In fact, the vote has no impact on the status of the order, which will certainly fail in the 2016 General Assembly just as the three prior orders have. According to KRS 12.028(4), an interim committee "shall review and report" on a temporary reorganization executive order but its power ends there. Indeed, the statute specifies "(i)f the committee does not report on a proposed plan within the time specified in this subsection, the plan shall be considered reviewed." That means Beshear's executive order would hold the exact same position in state law if no vote had been held at all.

The vote that matters comes before April 15 of next year, if at all. CN2 owes its readers and/or viewers an apology for its sloppy reporting. The legal effort bring a decisive halt to the illegitimate Beshear effort to usurp legislative authority in this way continues.

Thursday, July 16, 2015

Associated Press fakes KY budget "surplus"

One week ago, when the Gov. Steve Beshear administration announced record state government tax and fee income "revenues," Budget Director Jane Driskell made clear that only half of the ledger had been revealed: "We have now closed the books on revenues and will close the books on the expenditure side later this month. The determination of the budget surplus will be made at that time."

But that didn't stop the overeager cheerleaders at the Associated Press from immediately gushing about a "surplus."

"Kentucky taxpayers got good news and bad news on Friday on the state's budget," the AP reported.

"The good news is the state finished the fiscal year with a $165.4 million surplus in the general fund. But the bad news is the state's road fund has a $20 million shortfall."

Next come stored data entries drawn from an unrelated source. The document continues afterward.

PR #14474, opened 2023-02-22
[unifi] Use createHttpClient

lolodomo:

### DIFF
--- a/bundles/org.openhab.binding.unifi/src/main/java/org/openhab/binding/unifi/internal/UniFiThingHandlerFactory.java
+++ b/bundles/org.openhab.binding.unifi/src/main/java/org/openhab/binding/unifi/internal/UniFiThingHandlerFactory.java
@@ -50,9 +50,7 @@ public class UniFiThingHandlerFactory extends BaseThingHandlerFactory {
 
     @Activate
     public UniFiThingHandlerFactory(@Reference final HttpClientFactory httpClientFactory) {
-        // [wip] mgb: disabled due to missing common name attributes with certs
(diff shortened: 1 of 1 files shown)


jlaur (approved):
Thanks!

bundles/org.openhab.binding.unifi/src/main/java/org/openhab/binding/unifi/internal/UniFiThingHandlerFactory.java
```diff
@@ -50,9 +50,7 @@ public class UniFiThingHandlerFactory extends BaseThingHandlerFactory {
 
     @Activate
     public UniFiThingHandlerFactory(@Reference final HttpClientFactory httpClientFactory) {
-        // [wip] mgb: disabled due to missing common name attributes with certs
-        // this.httpClient = httpClientFactory.getCommonHttpClient();
-        httpClient = new HttpClient(new SslContextFactory.Client(true));
+        httpClient = httpClientFactory.createHttpClient(BINDING_ID, new SslContextFactory.Client(true));
```
jlaur, line 53: I'm wondering if we in core even could have a common client with this often used configuration?

lolodomo: At the same time, creating such client (trust all) should be probably avoided. So providing a method for that could be a not so good idea.

jlaur: Good point.

PR #14479, opened 2023-02-22
[dlinksmarthome] Reboot device daily following shutdown of cloud service

MikeJMajor:
Following the shutdown of the mydlink Home service, the devices have a tendency to become unresponsive after a few days.

This change performs a daily reboot of the device to keep it responsive.

Discovery has also been changed to avoid using ipv6 addresses which don't seem to work. The change is based on  a change made to the Chromecast binding. The binding previously had a problem in that it would occasionally switch to using an ipv6 address and go offline, rebooting daily increases the chance it ends up with an ipv6 address.

### DIFF
--- a/bundles/org.openhab.binding.dlinksmarthome/README.md
+++ b/bundles/org.openhab.binding.dlinksmarthome/README.md
@@ -6,7 +6,8 @@ A binding for D-Link Smart Home devices.
 
 ### DCH-S150 (WiFi motion sensor)
 
-The binding has been tested with hardware revisions A1 and A2 running firmware version 1.22. The mydlink Home service is now end of life and the device requires a daily reboot (performed by the binding) to keep it responsive.
+The binding has been tested with hardware revisions A1 and A2 running firmware version 1.22. 
+The mydlink Home service is now end of life and the device requires a daily reboot (performed by the binding) to keep it responsive.
 
 ## Discovery
 
@@ -25,7 +26,7 @@ Once added the configuration must be updated to specify the PIN code located on 
 
 - **ipAddress** - Hostname or IP of the device
 - **pin** - PIN code from the back of the device
-- **rebootHour** - Hour (24h) of the day that the device will be rebooted to ensure that it remains responsive. Default is 3.
+- **rebootHour** - Hour (24h) of the day that the device will be rebooted to ensure that it remains responsive (default is 3).
 
 To manually configure a DCH-S150 Thing you must specify its IP address and PIN code.
 
--- a/bundles/org.openhab.binding.dlinksmarthome/README.md
+++ b/bundles/org.openhab.binding.dlinksmarthome/README.md
@@ -6,11 +6,11 @@ A binding for D-Link Smart Home devices.
 
 ### DCH-S150 (WiFi motion sensor)
 
-The binding has been tested with hardware revisions A1 and A2 running firmware version 1.22.
+The binding has been tested with hardware revisions A1 and A2 running firmware version 1.22. The mydlink Home service is now end of life and the device requires a daily reboot (performed by the binding) to keep it responsive.
 
 ## Discovery
 
-The binding can automatically discover devices that have already been added to the Wifi network. Please refer to your mydlink Home app for instructions on how to add your device to your Wifi network.
+The binding can automatically discover devices that have already been added to the Wifi network.
 
 ## Binding Configuration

The Associated Press has gotten so comfortable carrying water for a failed Beshear administration they've even tossed aside the most basic accounting calculation without prompting. A surplus or deficit is determined by subtracting expenditures from revenues, not revenues from expected revenues. We should have a little more accurate picture of Frankfort's finances when the expenditure total is made public any day now and then far more accuracy in late December when the Comprehensive Annual Financial Report is published.

Monday, July 13, 2015

Merge this: Kentucky Humana ObamaCare plans' 25.8% increase coming in January

Frankfort Obamacrats have approved another enormous health insurance rate increase for 2016, with Humana's rate hike topping out at 25.8%. That's on top of previous increases from Anthem (29.4%) and Kentucky Health Cooperative (30.9%), according to the federal Centers for Medicare and Medicaid Services.

"Socialism and Fascism got us into this mess and only Capitalism will get us out," said ObamaCare opponent David Adams. "I'd gladly challenge any elected or appointed state official or newspaper columnist with a paid subscriber base of at least 20,000 to publicly debate this point, but we all know they are too afraid to do it."